### Aim of the task
Could you write the entries out again, exactly as they are?

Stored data
PR #13931, opened 2021-02-01
Issue/13326 missing server credentials

malinajirka:
Parent issue #13326

This PR fixes an issue where snackbar was not being shown when the server returned a response containing all threats in "NOT_FIXED" status. It also adds "invokedByUser" flag so the snackbar is shown only when the action is invoked by the user - it's not shown, when it's eg invoked by vm's "init()" method.

To test:
Prerequisites
- Make sure Scan feature flag is enabled
1. Select a site which doesn't have sever credentials and has some threats
2. Select Scan
3. Make sure snackbar is not shown when you open the screen
4. Click on "Fix threat" button
5. Verify a snackbar saying that you need to contact support is shown

PR submission checklist:


ashiagr (approved):
Works as expected, thank you for the changes!

PR #261, opened 2024-11-23
test: List all consensus-critical snippets

### LINKED ISSUE #252: Write a list of snippets used for consensus
Compose a list of all Triton VM assembler snippets used in the consensus programs. This list is the basis of the internal security review we'll do on our Triton VM programs.

jan-ferdinand:
1. Introduce helper function `ConsensusProgram::library_and_code()` to easily access a consensus program's imported snippets.
2. Use associated functions over methods for trait `ConsensusProgram` and its implementors.

I am not sure whether the second point is the right way to go. Several consensus programs are not implemented yet, and their respective structs are not unit structs. If those consensus programs require information from those fields, associated functions are a no-go.

Fix #252.


Sword-Smith:
I would prefer to keep the flexibility that methods give us. It would, for example, allow us to mock proof validation inside a program by adding a boolean to the ConsensusProgram struct whether to do STARK proof verification or not.

Sword-Smith (changes requested):
Let's keep the trait functions as methods, and not switch to associated functions. Also: LGTM as soon as that's done.

Sword-Smith (approved):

### Your solution
PR #13931, opened 2021-02-01
Issue/13326 missing server credentials

malinajirka:
Parent issue #13326

This PR fixes an issue where snackbar was not being shown when the server returned a response containing all threats in "NOT_FIXED" status. It also adds "invokedByUser" flag so the snackbar is shown only when the action is invoked by the user - it's not shown, when it's eg invoked by vm's "init()" method.

To test:
Prerequisites
- Make sure Scan feature flag is enabled
1. Select a site which doesn't have sever credentials and has some threats
2. Select Scan
3. Make sure snackbar is not shown when you open the screen
4. Click on "Fix threat" button
5. Verify a snackbar saying that you need to contact support is shown

PR submission checklist:


ashiagr (approved):
Works as expected, thank you for the changes!

PR #261, opened 2024-11-23
test: List all consensus-critical snippets

### LINKED ISSUE #252: Write a list of snippets used for consensus
Compose a list of all Triton VM assembler snippets used in the consensus programs. This list is the basis of the internal security review we'll do on our Triton VM programs.

jan-ferdinand:
1. Introduce helper function `ConsensusProgram::library_and_code()` to easily access a consensus program's imported snippets.
2. Use associated functions over methods for trait `ConsensusProgram` and its implementors.

I am not sure whether the second point is the right way to go. Several consensus programs are not implemented yet, and their respective structs are not unit structs. If those consensus programs require information from those fields, associated functions are a no-go.

Fix #252.


Sword-Smith:
I would prefer to keep the flexibility that methods give us. It would, for example, allow us to mock proof validation inside a program by adding a boolean to the ConsensusProgram struct whether to do STARK proof verification or not.

Sword-Smith (changes requested):
Let's keep the trait functions as methods, and not switch to associated functions. Also: LGTM as soon as that's done.

Sword-Smith (approved):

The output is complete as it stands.